### Supplied data
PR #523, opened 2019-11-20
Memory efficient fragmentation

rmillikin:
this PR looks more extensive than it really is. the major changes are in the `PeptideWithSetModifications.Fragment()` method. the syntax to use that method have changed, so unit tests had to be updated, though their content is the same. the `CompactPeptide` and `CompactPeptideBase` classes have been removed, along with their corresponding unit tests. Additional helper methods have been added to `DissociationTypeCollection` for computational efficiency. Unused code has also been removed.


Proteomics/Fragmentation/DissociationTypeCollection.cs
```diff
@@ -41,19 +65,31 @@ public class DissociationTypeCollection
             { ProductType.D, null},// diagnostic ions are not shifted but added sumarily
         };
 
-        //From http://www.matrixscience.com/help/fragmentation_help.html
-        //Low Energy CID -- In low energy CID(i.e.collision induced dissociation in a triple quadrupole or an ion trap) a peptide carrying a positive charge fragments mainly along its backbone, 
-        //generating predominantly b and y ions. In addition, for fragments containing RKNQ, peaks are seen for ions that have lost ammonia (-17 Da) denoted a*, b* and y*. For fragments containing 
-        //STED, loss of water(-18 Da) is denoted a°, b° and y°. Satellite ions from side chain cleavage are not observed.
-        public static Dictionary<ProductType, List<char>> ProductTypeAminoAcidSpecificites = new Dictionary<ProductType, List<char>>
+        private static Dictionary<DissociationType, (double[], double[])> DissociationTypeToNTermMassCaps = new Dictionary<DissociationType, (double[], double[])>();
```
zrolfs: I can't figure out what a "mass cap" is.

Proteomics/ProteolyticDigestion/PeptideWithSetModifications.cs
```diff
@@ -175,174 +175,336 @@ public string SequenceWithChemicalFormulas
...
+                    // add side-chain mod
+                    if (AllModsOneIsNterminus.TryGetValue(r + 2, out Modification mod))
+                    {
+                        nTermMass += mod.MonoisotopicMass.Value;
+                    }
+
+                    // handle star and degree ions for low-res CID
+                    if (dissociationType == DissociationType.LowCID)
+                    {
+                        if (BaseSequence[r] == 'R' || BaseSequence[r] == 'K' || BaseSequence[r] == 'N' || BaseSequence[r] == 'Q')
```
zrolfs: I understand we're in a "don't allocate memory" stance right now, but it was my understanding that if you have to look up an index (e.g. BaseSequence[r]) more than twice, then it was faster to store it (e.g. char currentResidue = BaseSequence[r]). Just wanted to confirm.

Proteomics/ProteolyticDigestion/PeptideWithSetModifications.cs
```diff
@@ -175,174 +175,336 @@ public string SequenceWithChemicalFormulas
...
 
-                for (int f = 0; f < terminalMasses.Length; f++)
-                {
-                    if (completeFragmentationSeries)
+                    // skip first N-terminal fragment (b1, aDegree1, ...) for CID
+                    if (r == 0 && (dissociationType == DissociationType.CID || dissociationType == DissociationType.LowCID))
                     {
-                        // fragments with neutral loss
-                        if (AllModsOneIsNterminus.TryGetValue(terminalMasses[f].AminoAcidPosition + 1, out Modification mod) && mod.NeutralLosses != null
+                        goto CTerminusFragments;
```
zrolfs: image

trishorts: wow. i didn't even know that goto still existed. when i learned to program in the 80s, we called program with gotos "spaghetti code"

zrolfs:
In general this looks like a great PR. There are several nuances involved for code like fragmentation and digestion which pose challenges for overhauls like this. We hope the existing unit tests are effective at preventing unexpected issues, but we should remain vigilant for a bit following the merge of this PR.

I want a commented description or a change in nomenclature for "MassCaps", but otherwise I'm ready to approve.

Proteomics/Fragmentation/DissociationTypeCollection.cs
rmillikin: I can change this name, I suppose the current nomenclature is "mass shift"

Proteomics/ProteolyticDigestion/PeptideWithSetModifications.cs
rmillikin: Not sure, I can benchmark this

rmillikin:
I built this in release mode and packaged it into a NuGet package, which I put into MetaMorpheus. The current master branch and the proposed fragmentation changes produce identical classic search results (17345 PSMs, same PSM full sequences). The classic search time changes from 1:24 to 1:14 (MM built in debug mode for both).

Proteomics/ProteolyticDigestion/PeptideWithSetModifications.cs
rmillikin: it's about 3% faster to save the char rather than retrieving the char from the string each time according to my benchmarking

### Required action
What is needed is an exact restatement of every record above.

### Finished exercise
PR #523, opened 2019-11-20
Memory efficient fragmentation

rmillikin:
this PR looks more extensive than it really is. the major changes are in the `PeptideWithSetModifications.Fragment()` method. the syntax to use that method have changed, so unit tests had to be updated, though their content is the same. the `CompactPeptide` and `CompactPeptideBase` classes have been removed, along with their corresponding unit tests. Additional helper methods have been added to `DissociationTypeCollection` for computational efficiency. Unused code has also been removed.


Proteomics/Fragmentation/DissociationTypeCollection.cs
```diff
@@ -41,19 +65,31 @@ public class DissociationTypeCollection
             { ProductType.D, null},// diagnostic ions are not shifted but added sumarily
         };
 
-        //From http://www.matrixscience.com/help/fragmentation_help.html
-        //Low Energy CID -- In low energy CID(i.e.collision induced dissociation in a triple quadrupole or an ion trap) a peptide carrying a positive charge fragments mainly along its backbone, 
-        //generating predominantly b and y ions. In addition, for fragments containing RKNQ, peaks are seen for ions that have lost ammonia (-17 Da) denoted a*, b* and y*. For fragments containing 
-        //STED, loss of water(-18 Da) is denoted a°, b° and y°. Satellite ions from side chain cleavage are not observed.
-        public static Dictionary<ProductType, List<char>> ProductTypeAminoAcidSpecificites = new Dictionary<ProductType, List<char>>
+        private static Dictionary<DissociationType, (double[], double[])> DissociationTypeToNTermMassCaps = new Dictionary<DissociationType, (double[], double[])>();
```
zrolfs: I can't figure out what a "mass cap" is.

Proteomics/ProteolyticDigestion/PeptideWithSetModifications.cs
```diff
@@ -175,174 +175,336 @@ public string SequenceWithChemicalFormulas
...
+                    // add side-chain mod
+                    if (AllModsOneIsNterminus.TryGetValue(r + 2, out Modification mod))
+                    {
+                        nTermMass += mod.MonoisotopicMass.Value;
+                    }
+
+                    // handle star and degree ions for low-res CID
+                    if (dissociationType == DissociationType.LowCID)
+                    {
+                        if (BaseSequence[r] == 'R' || BaseSequence[r] == 'K' || BaseSequence[r] == 'N' || BaseSequence[r] == 'Q')
```
zrolfs: I understand we're in a "don't allocate memory" stance right now, but it was my understanding that if you have to look up an index (e.g. BaseSequence[r]) more than twice, then it was faster to store it (e.g. char currentResidue = BaseSequence[r]). Just wanted to confirm.

Proteomics/ProteolyticDigestion/PeptideWithSetModifications.cs
```diff
@@ -175,174 +175,336 @@ public string SequenceWithChemicalFormulas
...
 
-                for (int f = 0; f < terminalMasses.Length; f++)
-                {
-                    if (completeFragmentationSeries)
+                    // skip first N-terminal fragment (b1, aDegree1, ...) for CID
+                    if (r == 0 && (dissociationType == DissociationType.CID || dissociationType == DissociationType.LowCID))
                     {
-                        // fragments with neutral loss
-                        if (AllModsOneIsNterminus.TryGetValue(terminalMasses[f].AminoAcidPosition + 1, out Modification mod) && mod.NeutralLosses != null
+                        goto CTerminusFragments;
```
zrolfs: image

trishorts: wow. i didn't even know that goto still existed. when i learned to program in the 80s, we called program with gotos "spaghetti code"

zrolfs:
In general this looks like a great PR. There are several nuances involved for code like fragmentation and digestion which pose challenges for overhauls like this. We hope the existing unit tests are effective at preventing unexpected issues, but we should remain vigilant for a bit following the merge of this PR.

I want a commented description or a change in nomenclature for "MassCaps", but otherwise I'm ready to approve.

Proteomics/Fragmentation/DissociationTypeCollection.cs
rmillikin: I can change this name, I suppose the current nomenclature is "mass shift"

Proteomics/ProteolyticDigestion/PeptideWithSetModifications.cs
rmillikin: Not sure, I can benchmark this

rmillikin:
I built this in release mode and packaged it into a NuGet package, which I put into MetaMorpheus. The current master branch and the proposed fragmentation changes produce identical classic search results (17345 PSMs, same PSM full sequences). The classic search time changes from 1:24 to 1:14 (MM built in debug mode for both).

Proteomics/ProteolyticDigestion/PeptideWithSetModifications.cs
rmillikin: it's about 3% faster to save the char rather than retrieving the char from the string each time according to my benchmarking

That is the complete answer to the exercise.